Assigned task ::
Within the data below, find the string "when" and return each line where it occurs.

########################################

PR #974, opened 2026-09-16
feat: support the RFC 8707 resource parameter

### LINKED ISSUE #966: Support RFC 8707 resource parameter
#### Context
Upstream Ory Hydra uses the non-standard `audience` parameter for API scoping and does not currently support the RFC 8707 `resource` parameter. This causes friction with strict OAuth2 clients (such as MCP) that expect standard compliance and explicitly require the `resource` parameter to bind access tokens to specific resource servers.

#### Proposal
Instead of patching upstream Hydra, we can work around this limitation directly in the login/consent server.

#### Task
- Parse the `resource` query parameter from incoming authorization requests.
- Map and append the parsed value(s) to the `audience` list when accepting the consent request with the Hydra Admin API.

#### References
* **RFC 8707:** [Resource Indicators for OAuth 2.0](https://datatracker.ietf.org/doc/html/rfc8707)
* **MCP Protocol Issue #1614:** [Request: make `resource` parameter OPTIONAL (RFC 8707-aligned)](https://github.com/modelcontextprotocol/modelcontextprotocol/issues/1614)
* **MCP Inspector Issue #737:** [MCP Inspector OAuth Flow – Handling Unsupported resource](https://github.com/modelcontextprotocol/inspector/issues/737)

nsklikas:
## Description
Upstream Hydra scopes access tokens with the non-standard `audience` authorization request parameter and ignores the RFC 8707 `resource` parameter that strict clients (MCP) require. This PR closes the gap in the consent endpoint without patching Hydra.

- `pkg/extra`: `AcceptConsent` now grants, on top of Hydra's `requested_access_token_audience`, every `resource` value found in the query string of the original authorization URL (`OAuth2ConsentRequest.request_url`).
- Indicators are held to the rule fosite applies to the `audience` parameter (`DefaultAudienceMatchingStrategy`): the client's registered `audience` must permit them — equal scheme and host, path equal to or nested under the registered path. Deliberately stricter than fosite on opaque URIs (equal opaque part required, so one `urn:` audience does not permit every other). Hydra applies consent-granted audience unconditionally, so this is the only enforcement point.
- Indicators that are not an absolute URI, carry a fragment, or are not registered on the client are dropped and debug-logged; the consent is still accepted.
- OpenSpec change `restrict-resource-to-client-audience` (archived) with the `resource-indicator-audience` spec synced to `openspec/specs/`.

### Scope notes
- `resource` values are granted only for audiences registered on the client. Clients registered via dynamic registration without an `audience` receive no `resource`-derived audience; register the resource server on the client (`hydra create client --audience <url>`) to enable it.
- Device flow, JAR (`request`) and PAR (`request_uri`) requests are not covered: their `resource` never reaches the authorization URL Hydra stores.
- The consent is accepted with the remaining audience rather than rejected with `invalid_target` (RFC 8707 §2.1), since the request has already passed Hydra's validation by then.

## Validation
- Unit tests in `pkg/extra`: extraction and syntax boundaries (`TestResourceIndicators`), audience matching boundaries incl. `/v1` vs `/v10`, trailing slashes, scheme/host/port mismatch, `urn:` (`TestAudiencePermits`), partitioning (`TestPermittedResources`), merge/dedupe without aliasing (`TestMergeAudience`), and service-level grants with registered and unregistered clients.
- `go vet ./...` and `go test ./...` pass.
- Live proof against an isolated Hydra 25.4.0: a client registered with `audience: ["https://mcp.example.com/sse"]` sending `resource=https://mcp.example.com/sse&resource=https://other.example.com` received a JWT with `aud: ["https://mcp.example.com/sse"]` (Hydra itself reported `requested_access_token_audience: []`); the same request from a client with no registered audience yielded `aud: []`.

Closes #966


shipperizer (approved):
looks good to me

########################################

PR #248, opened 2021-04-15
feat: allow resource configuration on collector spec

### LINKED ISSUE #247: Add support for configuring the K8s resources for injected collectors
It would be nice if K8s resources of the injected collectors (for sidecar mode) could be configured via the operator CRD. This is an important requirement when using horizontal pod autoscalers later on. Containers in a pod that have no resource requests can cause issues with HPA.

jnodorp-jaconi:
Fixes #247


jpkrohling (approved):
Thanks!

########################################

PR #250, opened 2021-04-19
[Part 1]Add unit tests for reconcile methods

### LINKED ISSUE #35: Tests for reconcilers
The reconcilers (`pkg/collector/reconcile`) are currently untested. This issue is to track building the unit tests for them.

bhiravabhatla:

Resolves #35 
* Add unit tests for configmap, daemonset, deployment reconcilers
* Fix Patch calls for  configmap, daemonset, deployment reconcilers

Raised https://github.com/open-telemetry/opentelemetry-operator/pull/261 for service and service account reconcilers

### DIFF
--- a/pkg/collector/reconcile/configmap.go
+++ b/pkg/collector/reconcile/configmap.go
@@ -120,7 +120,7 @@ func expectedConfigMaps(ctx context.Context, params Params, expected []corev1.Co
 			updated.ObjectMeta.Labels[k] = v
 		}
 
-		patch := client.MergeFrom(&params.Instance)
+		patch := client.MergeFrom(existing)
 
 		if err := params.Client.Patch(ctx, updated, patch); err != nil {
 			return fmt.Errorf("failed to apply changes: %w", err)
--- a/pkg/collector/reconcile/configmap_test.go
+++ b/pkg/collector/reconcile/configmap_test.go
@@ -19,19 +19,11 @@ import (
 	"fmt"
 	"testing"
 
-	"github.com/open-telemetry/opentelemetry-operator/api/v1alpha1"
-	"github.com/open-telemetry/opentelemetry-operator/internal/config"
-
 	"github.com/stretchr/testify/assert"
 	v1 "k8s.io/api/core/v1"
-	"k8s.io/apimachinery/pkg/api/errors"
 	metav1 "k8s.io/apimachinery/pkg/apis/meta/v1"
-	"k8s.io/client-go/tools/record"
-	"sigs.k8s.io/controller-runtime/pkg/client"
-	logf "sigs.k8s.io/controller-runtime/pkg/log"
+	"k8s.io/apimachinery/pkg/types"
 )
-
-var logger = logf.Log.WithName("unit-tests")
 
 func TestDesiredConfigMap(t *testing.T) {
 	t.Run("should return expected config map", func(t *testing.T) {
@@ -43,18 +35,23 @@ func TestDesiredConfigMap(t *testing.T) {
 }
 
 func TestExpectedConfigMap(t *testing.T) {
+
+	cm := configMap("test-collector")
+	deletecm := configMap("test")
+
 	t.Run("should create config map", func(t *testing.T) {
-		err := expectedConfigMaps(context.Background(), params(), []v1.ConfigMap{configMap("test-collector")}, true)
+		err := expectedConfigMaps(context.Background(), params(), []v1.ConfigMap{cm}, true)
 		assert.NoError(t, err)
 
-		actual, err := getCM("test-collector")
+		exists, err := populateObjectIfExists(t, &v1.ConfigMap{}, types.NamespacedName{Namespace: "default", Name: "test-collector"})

########################################

Solution to the exercise ::
- Map and append the parsed value(s) to the `audience` list when accepting the consent request with the Hydra Admin API.
It would be nice if K8s resources of the injected collectors (for sidecar mode) could be configured via the operator CRD. This is an important requirement when using horizontal pod autoscalers later on. Containers in a pod that have no resource requests can cause issues with HPA.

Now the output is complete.